● **Instructions to follow**
The lines to be extracted run from the start of the listing through the line containing "- [ ] Tests were verified in advance"; copy them exactly and nothing else.

● **Supplied material**

PR #13226, opened 2020-04-18
[WFLY-9440] Register requirement for jacc-policy capability

tadamski:
https://issues.redhat.com/browse/WFLY-9440

Similiar fix is needed for Undertow, but for now I wasn't sure whether it makes sense to add implementation of CapabilityReferenceRecorder for use with boolean attributes to core.

- [ ] Pull Request requires a change to the documentation
- [ ] Documentation have been updated accordingly
- [ ] Tests were added to cover changes

- [ ] Analysis was done
- [ ] Test Plan has been done
- [ ] Tests were verified in advance

If you are not an active contributor of the WildFly project you can request sponsorship by one of the members to help guide you through the process.

### DIFF
--- a/ejb3/src/main/java/org/jboss/as/ejb3/subsystem/ApplicationSecurityDomainDefinition.java
+++ b/ejb3/src/main/java/org/jboss/as/ejb3/subsystem/ApplicationSecurityDomainDefinition.java
@@ -31,6 +31,7 @@ import java.util.function.Function;
 import org.jboss.as.controller.AbstractAddStepHandler;
 import org.jboss.as.controller.AttributeDefinition;
 import org.jboss.as.controller.CapabilityServiceBuilder;
+import org.jboss.as.controller.CapabilityReferenceRecorder;
 import org.jboss.as.controller.OperationContext;
 import org.jboss.as.controller.OperationFailedException;
 import org.jboss.as.controller.OperationStepHandler;
@@ -49,6 +50,7 @@ import org.jboss.as.controller.access.management.SensitiveTargetAccessConstraint
 import org.jboss.as.controller.capability.RuntimeCapability;
 import org.jboss.as.controller.operations.validation.StringLengthValidator;
 import org.jboss.as.controller.registry.AttributeAccess;
+import org.jboss.as.controller.registry.ImmutableManagementResourceRegistration;
 import org.jboss.as.controller.registry.ManagementResourceRegistration;
 import org.jboss.as.controller.registry.Resource;
 import org.jboss.as.ejb3.security.ApplicationSecurityDomainConfig;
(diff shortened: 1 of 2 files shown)


ejb3/src/main/java/org/jboss/as/ejb3/subsystem/ApplicationSecurityDomainDefinition.java
```diff
@@ -236,4 +239,62 @@ public void execute(OperationContext context, ModelNode operation) throws Operat
             return null;
         };
     }
+
+    private static class BooleanCapabilityReferenceRecorder implements CapabilityReferenceRecorder {
```
darranl, line 243: Would this class be better in WildFly Core so it can be shared?  I think there was a duplicate issue raised for the Undertow subsystem so we know at least two will need a solution for this.

tadamski: I wasn't sure because the usage is scarce and imo this class is a bit hacky. But I can push it to core as well.

darranl: Lets see what others reviewing think, but if we know at least two subsystems need the same solution something common may be preferred.

Although one thing we may keep in mind is at some point we will be removing these application-security-domain resources but we are not quite at that point yet.

kabir:
@tadamski I see failures in Ejb3TransformersTestCase.testRejectionsEAP640

tadamski:
@kabir fixed

ejb3/src/main/java/org/jboss/as/ejb3/subsystem/ApplicationSecurityDomainDefinition.java
bstansberry: I'm doubtful about putting this in the core 'controller' project. It is shared across two things but I don't think it's a great config style and I'm concerned about promoting it. We need to update Galleon's wildfly plugin to understand that 'true' means there's the requirement.  That's a necessary but pretty low priority thing.

In any case I don't think adding a shared thing should block this; it can be separate.

bstansberry:
@tadamski Please @ ping me when the conflict is resolved so we can stop holding you up by leaving it open.

ejb3/src/main/java/org/jboss/as/ejb3/subsystem/ApplicationSecurityDomainDefinition.java
darranl: Ok that makes sense @bstansberry TBH I am also thinking about the steps needed to remove these application-security-domain resources so if this is the only use then we just need to make sure any replacement doesn't trigger the same kind of issue to solve.

bstansberry:
@tadamski Can you rebase this so we can clear it out of the PR queue?

tadamski:
@bstansberry rebased

bstansberry (approved):

darranl (approved):

darranl:
Just added an approval as well - just found some other JACC issues that need refactoring.

darranl:
I am having second thoughts if we should actually be doing it like this, I believe the enable-jacc attribute would also be valid if JACC is provided by legacy security and not just via the resource in the Elytron subsystem.

darranl:
I have a different issue I am looking at here:
  https://issues.redhat.com/browse/WFLY-13615

These ApplicationSecurityDomain resources seem to be trying to solve something similar but I am not sure it is correct that the dependency is on the Elytron variant.  Instead I believe the actual JACC services should be depending on the Elytron or PicketBox variant depending on which one is installed instead.

darranl:
@tadamski FYI this presently has a merge conflict.

tadamski:
@darranl, rebased and fixed

darranl:
Thanks @tadamski once CI is completed we will get this in, I did try a local run with my own JACC refactoring and that also looked good.

PR #13240, opened 2020-04-23
Fix for WFLY-13406, Update layersTest to recognize bootable jar runtime

jfdenise:
Impact of fix for https://issues.redhat.com/browse/WFLY-13406
The newly introduced jboss module is not referenced from the module graph when starting from extentions.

● **Response**
PR #13226, opened 2020-04-18
[WFLY-9440] Register requirement for jacc-policy capability

tadamski:
https://issues.redhat.com/browse/WFLY-9440

Similiar fix is needed for Undertow, but for now I wasn't sure whether it makes sense to add implementation of CapabilityReferenceRecorder for use with boolean attributes to core.

- [ ] Pull Request requires a change to the documentation
- [ ] Documentation have been updated accordingly
- [ ] Tests were added to cover changes

- [ ] Analysis was done
- [ ] Test Plan has been done
- [ ] Tests were verified in advance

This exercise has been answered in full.